→ Instructions for the task
Where does "ISPN" occur in the listing? Copy every line that holds it.

→ Provided entries

PR #5331, opened 2017-08-01
ISPN-6952 Fixed naming and added more debug information

slaskawi:
https://issues.jboss.org/browse/ISPN-6952

The test itself seems pretty stable on my environment. I'm afraid there's some interference with some other test and that causes failures. Added some more debugging info and will be retriggering it over and over again...

### DIFF
--- a/jcache/commons/src/test/java/org/infinispan/jcache/AbstractTwoCachesBasicOpsTest.java
+++ b/jcache/commons/src/test/java/org/infinispan/jcache/AbstractTwoCachesBasicOpsTest.java
@@ -9,9 +9,11 @@ import static org.testng.Assert.assertTrue;
 
 import java.io.Serializable;
 import java.lang.reflect.Method;
+import java.util.ArrayList;
 import java.util.HashMap;
 import java.util.HashSet;
 import java.util.Iterator;
+import java.util.List;
 import java.util.Map;
 import java.util.Set;
 import java.util.concurrent.ConcurrentHashMap;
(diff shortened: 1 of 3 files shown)


danberindei:
@slaskawi Have you considered that the additional listener invocations could be leftovers from previous test methods in the same class?

slaskawi:
@danberindei I actually considered this hypothesis and rejected it. All tests de-register their listeners so this might happen only if one of those test failed. Unfortunately all tests apart from this one are green. Having said that I hope to hunt down the root cause by printing out the listener content.

danberindei:
@slaskawi I think `testListenerDiscardingFilter` doesn't remove the 2nd listener. And none of the listeners when the test fails before the `deregisterCacheEntryListener(...)` line.

I also think the listener content won't help, because all the test methods use the same `keyX/valueX` pattern. Maybe you should change the tests to include the method name in the key/value, and I definitely suggest logging the invocation when it happens instead of waiting for the test to fail.

danberindei:
@slaskawi One more thing, I see `JCacheTwoCachesExpirationTest` also has the same name+package in embedded and remote. The other 2 remote tests are in a separate package, `org.infinispan.jcache.remote`, we could put all 4 of them there and skip putting `Remote` in the class name. WDYT?

danberindei:
@slaskawi got a failure in the embedded test as well:
http://ci.infinispan.org/job/Infinispan/job/PR-5353/2/testReport/junit/org.infinispan.jcache/JCacheTwoCachesAnnotationsTest/testResult_embedded_/

tristantarrant:
I'll look into this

→ The completed task
ISPN-6952 Fixed naming and added more debug information
https://issues.jboss.org/browse/ISPN-6952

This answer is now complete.